- _About this task_
From the top of the records below down to the line containing "2) read => query", reproduce every line exactly.

- _Provided records_
Issue #1532, opened 2016-03-07
Change "database" to "subject sequence" in the tutorial


xenigmax:
@h-2  suggested me to change "database" to "subject sequence" in #1529 
And there are many "database" in the tutorial.
http://seqan.readthedocs.org/en/master/search.html?q=database&check_keywords=yes&area=default

If there is no objection about this, I will change all of these.
@rrahn @esiragusa  What do you think?

xenigmax:
The suggestion was the substituon of words like :

1) database/reference/contig => subject sequence
2) read => query

However, there are many occurences of "database", "reference", "contigs" and "read".
And some of them should not be changed to deliver clear explanation.

eg.
"FragmentStore is a *database*"
"Do not use pointers. Use *references*"
"..against a *reference* genome"
".. a genome consist of *contigs*"

I made a quick fix for changing obvious cases including the one in #1529 and move this issue to the backlog.
We may need a discussion before chainging entire manual.

PR #1556, opened 2016-03-14
database/reference -> subject sequence

xenigmax:
Based on @h-2 's suggestion  from #1529 
This PR is related to #1532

- _Answer for this exercise_
Issue #1532, opened 2016-03-07
Change "database" to "subject sequence" in the tutorial


xenigmax:
@h-2  suggested me to change "database" to "subject sequence" in #1529 
And there are many "database" in the tutorial.
http://seqan.readthedocs.org/en/master/search.html?q=database&check_keywords=yes&area=default

If there is no objection about this, I will change all of these.
@rrahn @esiragusa  What do you think?

xenigmax:
The suggestion was the substituon of words like :

1) database/reference/contig => subject sequence
2) read => query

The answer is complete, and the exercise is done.